Why Magic Will Never Be Outsourced To Robots
July 30, 2016

We are currently living in an age of technological revolution. With rapidly diminishing resources for increasingly heavy work loads and the pressure of our ever ticking biological clock more and more jobs are being outsourced to efficient, emotionless robots who not only finish our jobs faster but also make less union demands and work for lower salaries. It is true. The robots are taking our jobs! Well. Maybe your job. Not mine. The reason why are very interesting.  Before going any further let me introduce you to Boston Dynamic’s, a leading company in robotics. Here is one of their humanoid robot’s walking, tidying and getting back up after being knocked down.

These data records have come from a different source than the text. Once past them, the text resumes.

PR #76808, opened 2025-01-18
Load razor assembly directly:

chsienki:
- Pass the root directory to assembly resolvers
- When looking for razor or its deps load them into the same ALC as the compiler

### DIFF
--- a/src/Tools/ExternalAccess/Razor/RazorAnalyzerAssemblyResolver.cs
+++ b/src/Tools/ExternalAccess/Razor/RazorAnalyzerAssemblyResolver.cs
@@ -17,7 +17,7 @@ namespace Microsoft.CodeAnalysis.ExternalAccess.Razor
     [Export(typeof(IAnalyzerAssemblyResolver)), Shared]
     [method: ImportingConstructor]
     [method: Obsolete(MefConstruction.ImportingConstructorMessage, error: true)]
-    internal class RazorAnalyzerAssemblyResolver() : IAnalyzerAssemblyResolver
+    internal sealed class RazorAnalyzerAssemblyResolver() : IAnalyzerAssemblyResolver
     {
         private const string RazorCompilerAssemblyName = "Microsoft.CodeAnalysis.Razor.Compiler";
         private const string RazorUtilsAssemblyName = "Microsoft.AspNetCore.Razor.Utilities.Shared";
@@ -25,11 +25,10 @@ namespace Microsoft.CodeAnalysis.ExternalAccess.Razor
 
         private static readonly object s_loaderLock = new();
 
-        public static Assembly? ResolveRazorAssembly(AssemblyName assemblyName, string directoryName)
+        public static Assembly? ResolveRazorAssembly(AssemblyName assemblyName, string rootDirectory)
         {
             if (assemblyName.Name is RazorCompilerAssemblyName or RazorUtilsAssemblyName or ObjectPoolAssemblyName)
             {
-                var assembly = Path.Combine(directoryName, $"{assemblyName.Name}.dll");
                 lock (s_loaderLock)
                 {
                     var compilerContext = AssemblyLoadContext.GetLoadContext(typeof(Compilation).Assembly)!;
@@ -37,6 +36,8 @@ namespace Microsoft.CodeAnalysis.ExternalAccess.Razor
                     {
                         return loadedAssembly;
                     }
+
+                    var assembly = Path.Combine(rootDirectory, $"{assemblyName.Name}.dll");
                     return compilerContext.LoadFromAssemblyPath(assembly);
                 }
             }
--- a/src/Tools/ExternalAccess/Razor/RazorAnalyzerAssemblyResolver.cs
+++ b/src/Tools/ExternalAccess/Razor/RazorAnalyzerAssemblyResolver.cs
@@ -1,14 +1,15 @@
 ﻿// Licensed to the .NET Foundation under one or more agreements.
 // The .NET Foundation licenses this file to you under the MIT license.
 // See the LICENSE file in the project root for more information.
+#if NET
 
 using System;
-using System.Collections.Generic;
 using System.Composition;
-using System.Diagnostics;
+using System.IO;
+using System.Linq;
 using System.Reflection;
+using System.Runtime.Loader;
 using Microsoft.CodeAnalysis.Host.Mef;
-using Microsoft.CodeAnalysis.PooledObjects;
 using Microsoft.VisualStudio.Composition;
 
 namespace Microsoft.CodeAnalysis.ExternalAccess.Razor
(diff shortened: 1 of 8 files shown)


src/Tools/ExternalAccess/Razor/RazorAnalyzerAssemblyResolver.cs
```diff
@@ -18,41 +19,31 @@ namespace Microsoft.CodeAnalysis.ExternalAccess.Razor
...
+                lock (s_loaderLock)
                 {
-                    s_assemblyResolver = resolver;
-                    return true;
+                    var compilerContext = AssemblyLoadContext.GetLoadContext(typeof(Compilation).Assembly)!;
+                    if (compilerContext.Assemblies.SingleOrDefault(a => a.GetName().Name == assemblyName.Name) is Assembly loadedAssembly)
+                    {
+                        return loadedAssembly;
+                    }
+                    return compilerContext.LoadFromAssemblyPath(assembly);
```
chsienki, line 40: Note that here we're loading razor into the 'main' compiler ALC. We could create our own ALC to load into, but it will need to be custom code that defers to the main ALC for things like MS.CA.dll, that seemed overkill so I just used the main one (which is already conceptually the 'shared' one anyway).

src/Tools/ExternalAccess/Razor/RazorAnalyzerAssemblyResolver.cs
```diff
@@ -18,41 +19,31 @@ namespace Microsoft.CodeAnalysis.ExternalAccess.Razor
     [method: Obsolete(MefConstruction.ImportingConstructorMessage, error: true)]
     internal class RazorAnalyzerAssemblyResolver() : IAnalyzerAssemblyResolver
```
jjonescz, line 20: Sealed?

src/Tools/ExternalAccess/Razor/RazorAnalyzerAssemblyResolver.cs
```diff
@@ -18,41 +19,31 @@ namespace Microsoft.CodeAnalysis.ExternalAccess.Razor
...
+            if (assemblyName.Name is RazorCompilerAssemblyName or RazorUtilsAssemblyName or ObjectPoolAssemblyName)
             {
-                if (s_assemblyResolver is null && !s_assembliesRequested.Contains(canaryAssembly))
+                var assembly = Path.Combine(directoryName, $"{assemblyName.Name}.dll");
+                lock (s_loaderLock)
                 {
-                    s_assemblyResolver = resolver;
-                    return true;
+                    var compilerContext = AssemblyLoadContext.GetLoadContext(typeof(Compilation).Assembly)!;
+                    if (compilerContext.Assemblies.SingleOrDefault(a => a.GetName().Name == assemblyName.Name) is Assembly loadedAssembly)
```
jjonescz, line 36: Consider marking the lambda static if possible (by passing assemblyName.Name as an additional argument).

src/Tools/ExternalAccess/Razor/RazorAnalyzerAssemblyResolver.cs
```diff
@@ -18,41 +19,31 @@ namespace Microsoft.CodeAnalysis.ExternalAccess.Razor
...
-            Func<AssemblyName, Assembly?>? resolver = null;
-            lock (s_resolverLock)
-            {
-                s_assembliesRequested.Add(assemblyName);
-                resolver = s_assemblyResolver;
-            }
-
-            return resolver?.Invoke(assemblyName);
-        }
+        public Assembly? ResolveAssembly(AssemblyName assemblyName, string directoryName) => ResolveRazorAssembly(assemblyName, directoryName);
```
jjonescz, line 46: Consider using `rootDirectory` for the parameter name to match the implemented interface.

src/Tools/ExternalAccess/Razor/RazorAnalyzerAssemblyResolver.cs
```diff
@@ -18,41 +19,31 @@ namespace Microsoft.CodeAnalysis.ExternalAccess.Razor
...
-        /// <param name="canaryAssembly">The name of an assembly that is checked to see if it has been requested to load. Setting the resolver will fail if this has already been requested.</param>
-        /// <returns><c>true</c> when the resolver was successfully set.</returns>
-        internal static bool TrySetAssemblyResolver(Func<AssemblyName, Assembly?> resolver, AssemblyName canaryAssembly)
+        public static Assembly? ResolveRazorAssembly(AssemblyName assemblyName, string directoryName)
         {
-            lock (s_resolverLock)
+            if (assemblyName.Name is RazorCompilerAssemblyName or RazorUtilsAssemblyName or ObjectPoolAssemblyName)
             {
-                if (s_assemblyResolver is null && !s_assembliesRequested.Contains(canaryAssembly))
+                var assembly = Path.Combine(directoryName, $"{assemblyName.Name}.dll");
```
jjonescz, line 32: Consider constructing the path only when we need it (after the `if` below).

src/Workspaces/Remote/ServiceHub/Host/RemoteWorkspaceManager.cs
```diff
@@ -26,7 +26,7 @@ internal class RemoteWorkspaceManager
         MefHostServices.DefaultAssemblies
             .Add(typeof(AspNetCoreEmbeddedLanguageClassifier).Assembly)
             .Add(typeof(BrokeredServiceBase).Assembly)
-            .Add(typeof(RazorAnalyzerAssemblyResolver).Assembly)
+            .Add(typeof(IRazorLanguageServerTarget).Assembly)
```
jjonescz, line 29: Why has this changed?

jjonescz (approved):

src/Workspaces/Remote/ServiceHub/Host/RemoteWorkspaceManager.cs
chsienki: Because it targets both .NET and netstandard. In the netstandard version `RazorAnalyzerAssemblyResolver` no longer exists. It just seemed neater to change the type we're referencing instead of #if-defing the assembly add.

333fred (approved):

src/Tools/ExternalAccess/Razor/RazorAnalyzerAssemblyResolver.cs
```diff
@@ -1,58 +1,50 @@
...
-        /// <param name="canaryAssembly">The name of an assembly that is checked to see if it has been requested to load. Setting the resolver will fail if this has already been requested.</param>
-        /// <returns><c>true</c> when the resolver was successfully set.</returns>
-        internal static bool TrySetAssemblyResolver(Func<AssemblyName, Assembly?> resolver, AssemblyName canaryAssembly)
+        public static Assembly? ResolveRazorAssembly(AssemblyName assemblyName, string rootDirectory)
         {
-            lock (s_resolverLock)
+            if (assemblyName.Name is RazorCompilerAssemblyName or RazorUtilsAssemblyName or ObjectPoolAssemblyName)
             {
-                if (s_assemblyResolver is null && !s_assembliesRequested.Contains(canaryAssembly))
+                lock (s_loaderLock)
```
jaredpar, line 32: Why do we need a lock here?

src/Tools/ExternalAccess/Razor/RazorAnalyzerAssemblyResolver.cs
```diff
@@ -1,58 +1,50 @@
...
                 {
-                    s_assemblyResolver = resolver;
-                    return true;
+                    var compilerContext = AssemblyLoadContext.GetLoadContext(typeof(Compilation).Assembly)!;
+                    if (compilerContext.Assemblies.SingleOrDefault(a => a.GetName().Name == assemblyName.Name) is Assembly loadedAssembly)
+                    {
+                        return loadedAssembly;
+                    }
+
+                    var assembly = Path.Combine(rootDirectory, $"{assemblyName.Name}.dll");
```
jaredpar, line 40: Think that this code only works when the IDE has normalized the path to the razor assemblies. Essentially this logic only works if _every_ path to the razor compiler passed via `/analyzer:` is the same path once we get to this layer. If there is a different path then we will be in a "first one wins" situation (the first winner will be cached in the compiler ALC). 

If that is correct think we should add some explanation here.

src/Tools/ExternalAccess/Razor/RazorAnalyzerAssemblyResolver.cs
```diff
@@ -1,58 +1,50 @@
...
     [Export(typeof(IAnalyzerAssemblyResolver)), Shared]
     [method: ImportingConstructor]
     [method: Obsolete(MefConstruction.ImportingConstructorMessage, error: true)]
-    internal class RazorAnalyzerAssemblyResolver() : IAnalyzerAssemblyResolver
+    internal sealed class RazorAnalyzerAssemblyResolver() : IAnalyzerAssemblyResolver
     {
-        private static Func<AssemblyName, Assembly?>? s_assemblyResolver;
+        private const string RazorCompilerAssemblyName = "Microsoft.CodeAnalysis.Razor.Compiler";
+        private const string RazorUtilsAssemblyName = "Microsoft.AspNetCore.Razor.Utilities.Shared";
+        private const string ObjectPoolAssemblyName = "Microsoft.Extensions.ObjectPool";
```
jaredpar, line 24: Where in the code do we keep the list of generators that the IDE remaps from SDK to the VS copy? Wanted to make sure there is agreement on all the assemblies in that map and what we redirect here.

src/Tools/ExternalAccess/Razor/RazorAnalyzerAssemblyResolver.cs
chsienki: @jaredpar I filed #76868 to track addressing this feedback.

Now that you’re familiar with the current level of advanced humanoid robotics in 2016 let’s delve a little deeper in to why I, a magician am writing a blog post about robots and AI. Before I can fully answer that question it’s important to understand that many of the tools and gadgets you use on a daily basis are (at least partially) mined and/or assembled by robots. The economic concern and ethics of this use of robots is for a politician but it’s safe to say that in the future there is a real concern of how much humans will rely on robots.

However, what’s interesting is that when looking at tasks, jobs, professions broadly in terms of business the use of robots does have it’s advantages. That is, until you arrive at the art of magic. While robots can potentially be programmed to perform basic magic tricks it’s unlikely that a robot, no matter how advanced will be able to replicate close-up magic. While I sit here smugly writing this blog post, happy in the notion that my job is safe from being outsourced to robots, the reasons why are particularly interesting and something that you may not have considered before.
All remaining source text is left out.